Après Tomboy et Bande de filles, on attendait de pied ferme Céline Sciamma sur la Croisette. Celle qui avait co-écrit le scénario du bouleversant film d’animation Ma vie de Courgette de Claude Barras ne nous a pas déçus. Portrait de la jeune fille en feu est une œuvre sur la création et la naissance d’un amour, belle, intense et politique. Elle a remporté le Prix du scénario au Festival de Cannes. (Entretien)
Au XVIIIème siècle, Marianne se rend sur une île bretonne pour peindre le portrait de mariage d’Héloïse. Promise à un riche Milanais, la jeune femme repousse cette union en refusant de poser. Marianne devra la peindre en secret. Se prétextant dame de compagnie, elle l’observera attentivement.

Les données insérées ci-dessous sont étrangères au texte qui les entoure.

PR #1641, opened 2025-08-12
Cloning: Show progress in sidebar

### LINKED ISSUE #1628: Git clone success dialog should be a toast

jeremypw:
Fixes #1628

During cloning the dialog hides and a spinner appears in the sidebar.  On a successful clone a toast appears in the sidebar.  If the clone is unsuccessful the behaviour is as before.

### DIFF
--- a/src/MainWindow.vala
+++ b/src/MainWindow.vala
@@ -1055,34 +1055,24 @@ namespace Scratch {
                 // Persist last entries (not necessarily valid)
                 Scratch.settings.set_string ("default-remote", clone_dialog.get_remote ());
                 Scratch.settings.set_string ("default-projects-folder", clone_dialog.get_projects_folder ());
-                // Clone dialog show spinner during cloning so keep visible
                 //TODO Show more information re progress using Ggit callbacks
                 if (res == Gtk.ResponseType.APPLY && clone_dialog.can_clone) {
-                    clone_dialog.cloning_in_progress = true;
+                    sidebar.cloning_in_progress = true;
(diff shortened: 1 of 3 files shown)


jeremypw:
Note: The "Revert shortcut clash" commit was included in error and reverted. It belongs in #1640.

jeremypw:
Just noticed the issue also mentioned sending a notification if the window is not focused.  This PR does not implement that at present - it is targeted on the toast aspect.

jeremypw:
Now implemented notification if not focused.  Do we need to withdraw notification (like Terminal) if Code window becomes active?

jeremypw:
@zeebok  Thanks for the review!  I'll merge and hope that will stimulate further suggestions for appearance improvement.  I'll look into  progress indication in the new dock.

PR #1652, opened 2025-10-31
Fix typo in .desktop file

decathorpe:
Without this change, desktop-file-validate considers the .desktop file to be invalid:

```
(...)/usr/share/applications/io.elementary.code.desktop: error: file contains key "icon" in group "Desktop Action NewWindow", but keys extending the format should start with "X-"
```


danirabbit:
Thanks for noticing this!

PR #1656, opened 2025-11-05
Option to keep projects sorted

### LINKED ISSUE #568: Sort open project folders

jeremypw:
Fixes #568 

 - Convert ACTION_ORDER_FOLDERS into a toggle action
 - Convert "Manage Project Files menu child into a popover 
 - Use ModelButton for "Alphabetize" action
 - Modify Fuzzy Finder plugin to add a button with accel label to the project menu
 - Add a "order-folders" setting for persistence

Ordering the project folders in SourceList is not very efficient but as there are relatively few and that widget may well be replaced in Gtk4 it does not seem worth doing anything more complicated.

BEFORE

Screenshot from 2025-11-05 14 37 23

AFTER

Screenshot from 2025-11-05 14 41 08


danirabbit (changes requested):
Gtk.ModelButton is going away in GTK4 so it's not a good idea to use it in new code. I don't see anything here that can't be done in GLIb.Menu?

PR #1663, opened 2025-11-09
Focus terminal on enter, strip trailing spaces on doc focus out

### LINKED ISSUE #581: Automatically clear tabs/spaces from empty lines?

jeremypw:
Fixes #581 

It is considered potentially problematic to strip spaces on autosave so this solution is proposed.  Stripping only occurs when the document is unfocused on the assumption that in that case the user is no in mid edit.

It is inconvenient to have to both move and click the pointer to focus the terminal and the same to refocus the document.  Also lint errors are often caused by failing to force save the document first (trailing spaces are not stripped during autosave).

 - Implement focus follow between the terminal and the current document (does this need a setting?)
 - Strip trailing spaces from the document when focused out (subject to the setting). Leave whether this change is saved to the AutoSave setting,


ryonakano (commented):
I'm not sure if we should reuse `strip-trailing-on-save` setting because this is not triggered on save.

zeebok (approved):
Code looks good. Is Code not on Gtk4 yet?

jeremypw:
@zeebok Now that Terminal has been ported I'll start to prepare Code for Gtk4 (contributions welcome!).  Will need to get the number of outstanding PRs down, one way or another, before actually doing the port though.

PR #151, opened 2019-02-15
make builds reproducible

japaric:
This is a rebased and augmented version of #132. With this PR both dev and release builds that do not use the owned-singleton stuff become reproducible. (I haven't really bothered to make owned-singleton reproducible since [lifo] is way more ergonomic than [alloc-singleton] and will eventually make its way into heapless).

[lifo]: https://github.com/japaric/lifo
[alloc-singleton]: https://crates.io/crates/alloc-singleton

Thanks @hugwijst for doing the bulk of the work!

closes #132

### DIFF
--- a/.gitignore
+++ b/.gitignore
@@ -4,3 +4,4 @@
 /book/*/book
 /target
 Cargo.lock
+*.hex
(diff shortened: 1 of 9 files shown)


hugwijst:
This is awesome! Thanks for getting this one over the line @japaric :smile:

Noémie Merlant et Adèle Haenel subliment ce drame onirique. Elles illuminent l’écran avec une présence et des regards d’une intensité rare. Le thème du portrait est bien sûr très romanesque, en témoigne ce malheureux premier peintre qui a abandonné son oeuvre souillée avant l’arrivée de Marianne. Sans entrer dans des considérations trop intimes il existe dans le film une mise en abîme du thème du portrait et de la figure de la muse. La peintre regarde son modèle et la dépeint, comme Céline Sciamma, cinéaste, filme elle-même sa compagne dans la vie, Adèle Haenel. C’est par sa caméra que surgiront les détails du corps que l’on retrouvera sur le portrait. La mise en scène parfaite est complétée par des costumes, des décors, des tonalités qui offrent une image douce et esthétisante. Et outre son onirisme, le film démontre de réelles qualités techniques par tous ses différents aspects (maquillage, lumière…).
Céline Sciamma signe également une œuvre politique en offrant une vraie place à la femme dans un film d’époque. Un événement en soi, car rarement des rôles de personnages féminins ont été aussi profonds dans ce genre. On a affaire ici à de véritables héroïnes. Des femmes qui fument la pipe et prennent des initiatives. Comme la peintre qui va sans hésiter sauter de la barque et nager pour aller récupérer ses toiles tombées à l’eau. Ou, lorsque la Comtesse, la mère d’Héloïse, Valéria Golino, s’absentera quelques jours. Les jeunes femmes – la servante Sophie, Luana Bajrami, Héloïse et la peintre – alors plus libres et complices vont se rapprocher. Dans une scène mémorable où l’on dénote un soupçon d’ironie, elles échangent même leurs rôles. La servante brode pendant que sa maitresse Héloïse prépare le diner et que Marianne sert le vin. Les beaux moments de promenade de ces femmes en lourdes robes longues sur la plage venteuse où les vagues se déchainent, pourraient rappeler La leçon de piano de Jane Campion. Comme un clin d’œil à l’héroïne de ce drame qui subit sa condition de femme muette mariée.